## WHAT TO PRODUCE
Scan the records below. List lines holding "case".

Records from a data source:
>>>

PR #2563, opened 2025-04-09
Fix/ Venue: Rebuttal Stage

celestemartinez:
1. Add an option to the request form and the rebuttal stage for PCs to choose whether ACs should get emails for rebuttals.
2. Save email_pcs and email_acs in the super invitation instead of the domain content, in case there are multiple rebuttals invitations
3. Fix the issue when multiple rebuttal stages are run from the request form. 
   - one fix is what Melisa suggested: deleting any invitations that were not re-posted
   - the other fix is passing `replacement=True` in case the id of the invitation is not changing

### DIFF
--- a/openreview/venue/process/invitation_edit_process.py
+++ b/openreview/venue/process/invitation_edit_process.py
@@ -24,7 +24,7 @@ def process(client, invitation):
         print('invitation is not yet active and no child invitations created', cdate)
         return
 
-    def delete_invitation(child_invitation):
+    def delete_invitation(child_invitation, ddate):
         client.post_invitation_edit(
             invitations=meta_invitation_id,
             readers=[venue_id],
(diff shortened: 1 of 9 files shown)


melisabok:
> To-do: fix the issue when multiple rebuttal stages are run from the request form.

could you try the following in the edit date process function?

```
current_child_invitations = client.get_all_invitations(invitation=invitation.id)

posted_invitations = openreview.tools.concurrent_requests(post_invitation, notes, desc=f'edit_invitation_process')
posted_invitations_by_id = { i.id: i for i in posted_invitations}

for current_invitation in current_child_invitations:
   if current_invitation.id not in posted_invitations_by_id:
      delete_invitation(current_invitation.id)
```

This should cover the case where delete_existing_invitations for accepted_submissions

openreview/venue/process/invitation_edit_process.py
```diff
@@ -24,21 +24,19 @@ def process(client, invitation):
...
+            readers=[venue_id],
+            writers=[venue_id],
+            signatures=[venue_id],
+            invitation=openreview.api.Invitation(
+                id=child_invitation.id,
+                ddate=now
             )
+        )
+
+    def delete_existing_invitations():
```
melisabok, line 39: I don't think you need to call this function anymore, right?

we are always going to delete the current invitations that were not created in this run

celestemartinez: Yes, you're right! Forgot to remove it

melisabok (approved):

<<<

## ANSWER TO THE PROBLEM
2. Save email_pcs and email_acs in the super invitation instead of the domain content, in case there are multiple rebuttals invitations
   - the other fix is passing `replacement=True` in case the id of the invitation is not changing
This should cover the case where delete_existing_invitations for accepted_submissions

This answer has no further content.